- Born: Amsterdam, the Netherlands
- Education: Guildhall School of Music and Drama
- Occupation: Actress
- Years active: 2000-present

= Whoopie Van Raam =

Dutch actress

Whoopie Van Raam is a Dutch actress, known for her roles in Meg 2: The Trench, Watson and Counterpart.

== Early life and education ==
Van Raam was born in Amsterdam and grew up in The Netherlands and Spain. She studied classical Piano at the Conservatory in The Netherlands where she received a Bachelor of Music before moving to London to study acting at the prestigious Guildhall School of Music and Drama.

== Career ==
Van Raam’s career started in The Netherlands where she starred in series and feature films such as Spangas, Roes, Onderweg naar Morgen and Radeloos.

In 2017 she made her professional stage debut in Babette’s Feast, playing Young Martine, directed by Bill Buckhurst for The Coronet Theatre, London.

A year later she landed a recurring role in the Starz series Counterpart from creator Justin Marks playing opposite J.K. Simmons and Nazanin Boniadi.
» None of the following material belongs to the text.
Issue #2903, opened 2020-06-12
Kiali cannot access after using openid login port mapping


shinynz:
**Describe the bug**
My domain name has been mapped from kubernetes to port 80, but after using keyclock, the original port 20001 has been brought back and cannot be accessed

After a series of roles in various television series, such as Bulletproof, The Syndicate and FBI: International, she landed the role of Curtis playing alongside Jason Statham and Wu Jing in the film Meg 2: The Trench directed by Ben Wheatley.

In March 2025 it was announced Van Raam was cast as the classic character Irene Adler in the new CBS Sherlock Holmes spin-off series Watson.